巫師伯爵!
“就連放置在看守者巫師學徒佩德羅身上的定位裝置,也是失去了作用,戴維特·奇利亞沒有任何的蹤跡,所以我們隻能是儘力的去尋找,但是不敢肯定,能不能找到始作俑者,我不敢保證········”話音落下,德澤爾比就是十分羞愧的低下了頭。
那日在康納的有意擺脫下,自以為陰了康納一道的德澤爾比,抱著康納能不能幸運的逃出生天的心理,帶著剩餘的教會仲裁者,在納瓦斯森林的外圍,轉悠了一段時間,算是等待康納的回合。

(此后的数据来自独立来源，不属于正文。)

PR #17673, opened 2019-07-31
DO NOT MERGE-Update ChEBI import

ontobot:
I've updated the ChEBI import. Here's a diff of how this impacts the classified ontology:

# Ontology comparison

## Old
- Ontology IRI: `http://purl.obolibrary.org/obo/go.owl`
- Version IRI: `http://purl.obolibrary.org/obo/go/releases/2019-07-31/go.owl`
- Loaded from: `file:/projects/stars/jenkins-c8/workspace/GO/update-chebi-import/go-ontology/src/ontology/reasoned-prev.owl`

## New
- Ontology IRI: `http://purl.obolibrary.org/obo/go.owl`
- Version IRI: `http://purl.obolibrary.org/obo/go/releases/2019-07-31/go.owl`
- Loaded from: `file:/projects/stars/jenkins-c8/workspace/GO/update-chebi-import/go-ontology/src/ontology/reasoned.owl`

#### Added
- [(-)-beta-caryophyllene](http://purl.obolibrary.org/obo/CHEBI_10357) SubClassOf [substance with insect attractant role](http://purl.obolibrary.org/obo/GOCHE_24850) 

#### Added
- [(6R)-5,10-methylenetetrahydrofolate(2-)](http://purl.obolibrary.org/obo/CHEBI_15636) SubClassOf [substance with cofactor role](http://purl.obolibrary.org/obo/GOCHE_23357) 

#### Added
- [(6R)-5,10-methylenetetrahydrofolic acid](http://purl.obolibrary.org/obo/CHEBI_1989) SubClassOf [substance with cofactor role](http://purl.obolibrary.org/obo/GOCHE_23357) 

#### Added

而在等了十多天,都沒有康納消息後,德澤爾比隻能是無奈的率領著部下,返回了弗洛西諾內,但是讓他萬萬沒有想到的是,此時弗洛西諾內的風暴教會在雷耶斯的襲擊,已經是死傷慘重,亂作一團,主事的人不是死,就是傷,還有就是被雷耶斯活捉去了。
而德澤爾比他原本的在納瓦斯森林等待康納的無心之舉,卻不曾想為他和他的部下,非常恰巧的避開了雷耶斯等人的突然襲擊僥幸逃得一劫,如果他當時沒有在納瓦斯森林中等待康納,而是帶領著手下人直接返回弗洛西諾內的話,那麼德澤爾比他本人和他的部下,也就會是和安德魯,喬瓦尼等人一個人下場,被雷耶斯的手下,生擒活捉。

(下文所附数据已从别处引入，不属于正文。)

PR #31317, opened 2026-01-09
Add check for Rhea parent-child relationships

balhoff:
For #30646.


pgaudet:
@balhoff 

Can we make the error "GO:XXXXX has a Rhea xref, "RHEA:10740", with child reaction, "RHEA:21356", that is not a narrow xref or is an xref on a term that is not a subclass" not fail the checks ?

就在德澤爾比,意識到弗洛西諾內的情況,考慮是不是帶著手下溜之大吉,從長計議的時候,胡梅爾斯的突然現身,更是完全出乎他的意料,如果不是在風暴教會中,和胡梅爾斯有過幾次照麵,德澤爾比根本不相信,胡梅爾斯竟然會這麼快的從帝都伯納烏趕到弗洛西諾內這個窮鄉僻壤···········
胡梅爾斯作為風暴教會的紅衣大主教,也是最有可能成為下一任風暴教會教宗的之人果真是非常有能力的,剛一來到弗洛西諾內,就是憑借強大的實力,強硬的手腕,已經很高的威望,立刻就是穩住了風暴教會在弗洛西諾內崩潰的局勢,讓一切都開始重新變的有秩序起來,而僥幸逃的一命的德澤爾比,也就自然而然的歸屬到了胡梅爾斯的手下,聽胡梅爾斯的命令辦事。

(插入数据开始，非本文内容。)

Issue #30720, opened 2025-08-19
NTR: guanylylpyridinol adenylase activity


magrane:
Please provide as much information as you can: 

* **Suggested term label:**
guanylylpyridinol adenylase activity

* **Definition (free text)**
Catalysis of the reaction: guanylylpyridinol + ATP + H(+) = guanylylpyridinol-AMP + diphosphate

* **Reference, in format PMID:#######**
PMID:25882909

* **Gene product name and ID to be annotated to this term**
hcgE (UniProt D9PY12)

* **Parent term(s)**

* **Children terms (if applicable)** Should any existing terms that should be moved underneath this new proposed term?

* **Synonyms (please specify, EXACT, BROAD, NARROW or RELATED)**

* **Cross-references**
Rhea 85487
EC 2.7.7.110
KEGG R13520

* **Any other information**

raymond91125:
EC is present at ExplorEnz but not at ExPASy, cannot be added yet.

raymond91125:
+[Term]
+id: GO:0160301
+name: guanylylpyridinol adenylase activity
+namespace: molecular_function
+def: "Catalysis of the reaction: guanylylpyridinol + ATP + H+ = guanylylpyridinol-AMP + diphosphate." [PMID:25882909, RHEA:85487]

這幾天在胡梅爾斯的領導下,德澤爾比,後麵馳來的援兵正式巫師戴維特·奇利亞等人的共同努力下,風暴教會收攏慘敗後力量,一改被雷耶斯襲擊後的混亂,重新捏成了一個拳頭,準備對秘社和雷耶斯進行報複。
聽完了德澤爾比的講述,閉目養神的胡梅爾斯沉默了幾秒鐘,然後他睜開了眼睛,深沉的目光落到了德澤爾比的身上,本就低著頭羞愧不已的德澤爾比,感受到胡梅爾斯目光的出現,他更是覺得一陣壓力撲麵而來,低著的頭更是下垂了三分。
目光掃了掃低著頭的德澤爾比,讓德澤爾比有些意外的是,胡梅爾斯並沒有因此責難他,也沒有就魔藥的問題,繼續問下去,而是換了一個問題,向他詢問道“外麵情況怎麼樣?”
心情剛剛有所緩和的德澤爾比,在聽到胡梅爾斯這個問題後,再次有些緊張起來,不知道胡梅爾斯這個問題,是什麼意思。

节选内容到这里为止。